Building a “never trust” fortress around AI
The authors start from a security philosophy called “zero trust.” Instead of assuming that anything inside a company network is safe, zero trust treats every access attempt as suspicious. In the proposed design, outside clients must pass through an ESP32-based broker and then an ESP32-based security agent before they can reach AI models on a protected local network. Every request is checked for who is asking, what model they want, when they are asking, and from where. Access is narrow, time-limited, and tied to specific roles, so even if one part of the system is compromised, attackers cannot freely move sideways to other models or data.

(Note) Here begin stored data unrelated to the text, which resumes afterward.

PR #5288, opened 2020-05-15
Icons for Super Inefficient Golf

maxtron95:
https://store.steampowered.com/app/772480/

super-inefficient-golf

super-inefficient-golf-ci
super-inefficient-golf-sq

### DIFF
--- a/data.json
+++ b/data.json
@@ -17817,6 +17817,11 @@
             ]
         }
     },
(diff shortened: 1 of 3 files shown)


palob (changes requested):
Could we please have this as symbol-on-symbol design, making it more obvious that this is supposed to be a ball?

PR #5292, opened 2020-05-18
Icons for Source Filmmaker

maxtron95:
https://store.steampowered.com/app/1840/

sfm

sfm-ci
sfm-sq


palob (changes requested):
Could you please try a radius of 4px for the outer circles and a radius of 2px for the inner circle?
Perhaps this way the upper circle could be placed at integer coordinates.

PR #5293, opened 2020-05-18
Icons for Samorost 3

maxtron95:
https://store.steampowered.com/app/421120/

samorost-3

samorost-3-ci
samorost-3-sq


palob (changes requested):
Could you please try a bigger head with the head sticking out in a bigger area + bigger eyes?

PR #5545, opened 2020-07-28
Add icons for Carrion

mrmeszaros:
| --- | :-- | :-- |
| carrion original | carrion circle 192 | carrion square 192 |

Webpage: https://carrion.game/

A game about being a monster.

Initial version, shadows are missing, @palob could you help with ideas?


palob:
I think the teeth could very well cast a shadow onto the gullet paths. Contrast between the gullet paths could be a tad more intense in order to increase the abyss effect.
The outer teeth could get some "gum bulges" around them like in the original icon.

Will a standard symbol shadow for the red circle make it look like a protruding bulge as seen in the original icon?

palob:
Maybe there's a good looking way to position some of those "plague spots" around the red circle. Symbol will have to be shrinked in order to do that.

Foggalong (changes requested):
Agreed on the teeth, would create a nice inwards effect! I'd be wary about the plague spots making the icon look too busy but open to seeing what it looks like

palob:
Looking at the website background maybe it's easier to do a circular arrangement of "densely packed teeth" on the same level?
Probably easier than getting the 3D effect right.

Foggalong:
That's a good shout!

mrmeszaros:
@palob Good idea!
I will look into it during the holidays!

mrmeszaros:
Hey, I finally had the time have a go at it.
This is what I came up with.
carrion circle 384
I have a few ideas how to create alternatives (like swapping small / big teeth), might create them soon.

palob:
That's a good direction. Maybe a bit simpler shaped teeths and a lower number.

mrmeszaros:
I'll remove the small teeth, that's too much, I agree.
Could You elaborate on the simpler shape?

I thought of tucking the outer teeth under the "gum", to make it less busy / simplify the shapes - like this:

carrion circle 192

Or tuck the inner teeth too?

carrion circle 192

palob:
:+1:  This is way more recognisable as a gullet.

I'm slightly leaning towards variant 1. It is a bit more busy but looks more like a busy whereas variant 2 has a machine/steampunk touch to it. Is there a way to get a shadow for the gum or gum+outer row of teeth?
How does this look with brighter colours?

mrmeszaros:
The shadows help I think (I liked version 1 better with the shadows).
Also, thickening the outer gum helped I think.

carrion circle 384 carrion circle 384 b

Not sure about the colors - the baseplate and the outer gum looks pretty bright to me. Here is a brighter purple / grey / inner teeth for in inside. That might also accentuate the drop shadow too.

palob:
The right one looks ace. Maybe slightly less saturation for the purple.

palob (commented):
Spectacular design, one small nitpick: can you please move the nodes I selected in the screenshot by 0.4 px inwards for better pixel grid alignment

nodes

or by introducing intermediary nodes like this?

nodes2

Is there a way to squeeze some more brightness out of the icon. I think the darkest shade used in existing icons is 18L.

mrmeszaros:
Good catch with the grid alignment! Done.

About the colors - I picked them from the original icon:
| Original | Tweaked | Role |
|---|---|---|
| `#79132e` | as-is | Base |
| `#f10b37` | `#c20a2d` (darker) | Outer Gum |
| `#4d1330` | `#58223e` (desat. + lighter) | Inner Gum |
| `#000000` | `#262626` (lighter) | Throat |

I feel they work pretty well.
However, You are right, the overall brightness is low.
Here two brighter versions:
| Current | B | C |
| - | - | - |
| carrion circle 192 a | carrion circle 192 b | carrion circle 192 c |

Both B and C have lighter inner parts, but the inner gum's hue in C was pulled +5°, so it feels closer to the original reddish Mulberry Wood.

I'd go for C but if You feel it should be even brighter, I'll do some more tweaking - maybe lighten the base?
(though that might decrease the contrast between it and the gum)

palob:
C it shall be :-)

palob (approved):

PR #5551, opened 2020-08-07
Icons for Serena

maxtron95:
https://store.steampowered.com/app/272060/

serena-ci
serena-sq


palob (changes requested):
db entry needs to go after ``ser-player``

Could you please reduce the symbol height to 26px or 24px?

Locks that survive quantum computers
To protect the messages flowing through this zero-trust gateway, the system relies on a family of techniques known as lattice-based post-quantum cryptography. Instead of today’s familiar number-theory puzzles, these schemes hide information in high‑dimensional grids of numbers that are believed to be hard to solve even for quantum machines. A key technical twist in this work is how the authors generate the “random-looking” numbers that drive encryption. Rather than using a conventional random-number generator, they start from a secret real number and expand it into a long digit sequence using a method called an Engel expansion, then further stir it with a chaotic map. This produces a stream of values that are structured enough to store and reproduce efficiently, yet unpredictable enough to withstand known attacks.
Turning deep math into a security blueprint
What sets this framework apart is its use of a branch of mathematics called category theory to describe the entire security workflow. Instead of focusing on low-level code, category theory treats each cryptographic operation—like key generation, encryption, or shuffling random sequences—as a kind of arrow between abstract objects, and treats security policies as higher-level mappings between these arrows. By organizing the system in this way, the authors can express important guarantees—such as “decrypting after encrypting gets you back the original message,” or “changing a parameter does not silently weaken security”—as simple diagram rules. This provides a rigorous checklist that helps ensure the design remains sound even as components are swapped or upgraded.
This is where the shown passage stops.